Memorandum: Respondent mother appeals from an order that modified a prior custody order entered on the consent of the parties by awarding sole custody of the parties’ children to petitioner father, with visitation to the mother, in this proceeding pursuant to Family Court Act article 6. We reject the mother’s contention that the father failed to establish a significant change in circumstances. Although Family Court did not expressly identify such a change in circumstances, “our review of the record reveals extensive findings of fact, placed on the record by Family Court, which demonstrate unequivocally that a significant change in circumstances occurred since the entry of the consent custody order” (Matter of Drew v Gillin, 17 AD3d 719, 720 [2005]; see Matter of Pauline E. v Renelder P., 37 AD3d 1145, 1146 [2007]).

Contrary to the mother’s further contention, there is a sound and substantial basis in the record to support the court’s determination that it was in the children’s best interests to award sole custody to the father (see Matter of Tisdale v Anderson, 100 AD3d 1517, 1517-1518 [2012]; see generally Capodiferro v Capodiferro, 77 AD3d 1449, 1450 [2010]). We reject the mother’s further contention that the court, in making its custody determination, placed undue emphasis on her failure to comply with discovery orders. It is well settled that the failure to comply with a court order is a factor “ ‘to be considered when determining the relative fitness of the parties and what custody arrangement is in the child[ren]’s best interests’ ” (Barnes v Barnes, 234 AD2d 959, 959 [1996]), and the court “is entitled to impose appropriate sanctions for uncooperative parents” (Matter of Stukes v Ryan, 289 AD2d 623, 624 [2001]). Here, we conclude that the court did not abuse its discretion with respect to the *1368emphasis placed on the mother’s noncompliance as a factor in the best interests analysis (see Barnes, 234 AD2d at 959), and the discovery sanction imposed did not adversely affect the children’s right to have issues affecting their best interests fully explored (see Stukes, 289 AD2d at 624; Matter of Landrigen v Landrigen, 173 AD2d 1011, 1011-1012 [1991]).

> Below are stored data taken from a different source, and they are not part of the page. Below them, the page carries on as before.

PR #1475, opened 2022-04-11
ExtData2G updates, bugs fixes and multiple filestream feature.

bena-nasa:
This is more development of ExtData 2.0
This fixes multiple bugs uncovered when testing with the real GEOSgcm system rather than my standalone tester.

This also implements the requested feature to use different rules for different time periods

## Types of changes

## Checklist:


Tests/ExtDataDriverGridComp.F90
```diff
@@ -603,6 +608,24 @@ subroutine run_MultipleTimes(gc, rc)
...
+          call ESMF_ClockAdvance(cap%clock,rc=status)
+          _VERIFY(status)
+          call cap%run_one_step(status)
+          _VERIFY(status)
+       enddo
+       do n=1,cap%nsteps
+          call ESMF_ClockSet(cap%clock,direction=ESMF_DIRECTION_REVERSE,_RC)
+          call ESMF_ClockAdvance(cap%clock,rc=status)
+          call ESMF_ClockSet(cap%clock,direction=ESMF_DIRECTION_FORWARD,_RC)
+       enddo
```
tclune, line 622: Can't this be done in one step?  Or are the separate substeps necessary exercise for ESMF?

base/MAPL_NewArthParser.F90
```diff
@@ -742,6 +744,136 @@ SUBROUTINE CopyScalarToField(ptrs,rn,rc)
...
+             j = j+in-1
+             IF (j > lFunc) EXIT
+             c = Func(j:j)
+          end if
+       END IF
+       DO WHILE (c == ')')                                   ! Check for closing parenthesis
+          ParCnt = ParCnt-1
+          IF (ParCnt < 0) THEN
+             CALL ParseErrMsg (j, FuncStr, ipos, 'Mismatched parenthesis')
+             _ASSERT(.FALSE.,'needs informative message')
```
tclune, line 836: IF the "informative message" is generated by the ParseErrMsg() call, shouldn't that go in now?   Otherwise, this seems a bit verbose.

gridcomps/ExtData2G/ExtDataDerived.F90
```diff
@@ -51,6 +55,57 @@ function new_ExtDataDerived(config,unusable,rc) result(rule)
       _RETURN(_SUCCESS)
    end function new_ExtDataDerived
 
+   function get_variables_in_expression(this,rc) result(variables_in_expression)
```
tclune, line 58: I think it might be good to work on refactoring this long procedure before we move on.   Just try to make it as simple as possible.  I could work with you on it, though I don't immediately see specific things I want done.

gridcomps/ExtData2G/ExtDataUpdatePointer.F90
```diff
@@ -36,56 +42,91 @@ subroutine create_from_parameters(this,update_time,update_freq,update_offset,tim
...
+                       this%first_time_updated = .false.
+                       use_time = this%last_ring + this%offset
+                    end if
+               ! otherwise we land on a time when the alarm would ring and we would update
+               else if (this%last_ring == current_time) then
+                  do_update =.true.
+                  this%first_time_updated = .false.
+                  use_time = current_time+this%offset
+               end if
+            end if
```
tclune, line 122: As above - I'd like to see if there are ways to simplify this.

gridcomps/ExtData2G/ExtDataDerived.F90
bena-nasa: It doesn't seem that long, the only thing I would do is perhaps moving all the masking procedures to a separate class.

gridcomps/ExtData2G/ExtDataUpdatePointer.F90
bena-nasa: I have to handle multiple special cases. 
1. If this is the first time
2. If the clock moves forward and the alarm rings while moving forward, then you externally rewind the clock
3. If the clock moves forward and the alarm does not ring while moving forward, then you externally rewind the clock
4. If the clock moves forward and the alarm does not ring while moving forward, then you externally rewind the clock and this the last update was the first time running
5. Oh, and I don't trust ESMF alarms at all with the currently implementation so I have to do this without ESMF Alarms.

base/MAPL_NewArthParser.F90
bena-nasa: Yes, you are right. This was just a copy and paste from CheckSyntax (which I have not looked at in probably 5 years or more). CheckSyntax has the same issue

gridcomps/ExtData2G/ExtDataUpdatePointer.F90
tclune: Understood.     But we should still be able to introduce helper functions so that the large scale structure is simpler.  Thee key is coming up with a good name for what happens in each block.  A purist might even argue that it is worth procedures along the lines of  `this%is_now()` `this%is_past()` and `this%is_future()` or something like that.  Mostly just want it to be considered; not pushing hard.

gridcomps/ExtData2G/ExtDataDerived.F90
bena-nasa: The masking is a bit of a mess as this was refactor of the old Extdata rather than a clean slate... so the new one just inherited that. I'll work on abstracting the masking into a separate class although might not happen by the end of today (4/12).

gridcomps/ExtData2G/ExtDataUpdatePointer.F90
bena-nasa: I'll try to introduce helper functions

base/MAPL_NewArthParser.F90
bena-nasa: I push an update that eliminated the redundant parseErrMsg calls

gridcomps/ExtData2G/ExtDataDerived.F90
bena-nasa: I moved all the masking to it's own class, should be cleaner.

gridcomps/ExtData/ExtDataGridCompMod.F90
```diff
@@ -3254,15 +3254,15 @@ subroutine MAPL_ExtDataInterpField(item,time,field,vector_comp,rc)
...
-        end if
+        !if (lgr%isEnabledFor(DEBUG) .and. .not. item%doInterpolate) then
+           !call lgr%debug('   MAPL_ExtDataInterpField: Uninterpolated field %a set to sample L %i0.8 %i0.6', trim(item%name),  nymd1, nhms1)
+        !else if (time == item%interp_time1) then
+           !call lgr%debug('   MAPL_ExtDataInterpField: Interpolated field %a set to sample L %i0.8 %i0.6', trim(item%name),  nymd1, nhms1)
+        !else if (time == item%interp_time2) then
+           !call lgr%debug('   MAPL_ExtDataInterpField: Interpolated field %a set to sample R %i0.8 %i0.6', trim(item%name),  nymd2, nhms2)
+        !else
+           !call lgr%debug('   MAPL_ExtDataInterpField: Interpolated field %a between %i0.8 %i0.6 and %i0.8 %i0.6 (%f10.6 fraction)', trim(item%name), nymd1, nhms1, nymd2, nhms2, alpha)
+        !end if
```
tclune, line 3265: Can this commented out code be deleted?   Or why is ic commented out?

bena-nasa: I was debugging and I remember comment that out as the output was overwhelming, I'll undelete it.

tclune:
Note - there are levels of debugging even lower than "DEBUG".   The named levels are DEBUG, INFO, WARN, ...  but they correspond to integers 10, 20, 30, ...

So you could make those "DEBUG" something like "9" and then they would only show up when you set the logger threshold to "9".

base/MAPL_NewArthParser.F90
```diff
@@ -780,26 +901,22 @@ SUBROUTINE CheckSyntax (FuncStr,Var,needed,ExtVar,rc)
        IF (c == '-' .OR. c == '+') THEN                      ! Check for leading - or +
           j = j+1
           IF (j > lFunc) THEN 
-             CALL ParseErrMsg (j, FuncStr, ipos, 'Missing operand')
-             _ASSERT(.FALSE.,'needs informative message')
+             _ASSERT(.FALSE.,'Missing operand in '//trim(funcstr))
```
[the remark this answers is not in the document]
bena-nasa: Just pushed something to remove all the _ASSERT(.falses. every in ExtData2G

tclune (approved):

Finally, we conclude that the court properly transferred temporary custody of the parties’ children to the father before conducting the custody hearing “inasmuch as the father demonstrated the necessary exigent circumstances warranting the temporary transfer” (Matter of Ward v Ward, 89 AD3d 1518, 1519 [2011]; see Matter of Acquard v Acquard, 244 AD2d 1010, 1010 [1997]). In any event, even assuming, arguendo, that the court erred in transferring temporary custody to the father, we conclude that reversal is not required because the court “subsequently conducted the requisite evidentiary hearing, and the record of that hearing fully supports the court’s determination following the hearing” (Matter of Humberstone v Wheaton, 21 AD3d 1416, 1418 [2005]; see Matter of Ward v Ward, 89 AD3d at 1519).

Present — Smith, J.P, Peradotto, Carni, Valentino and DeJoseph, JJ.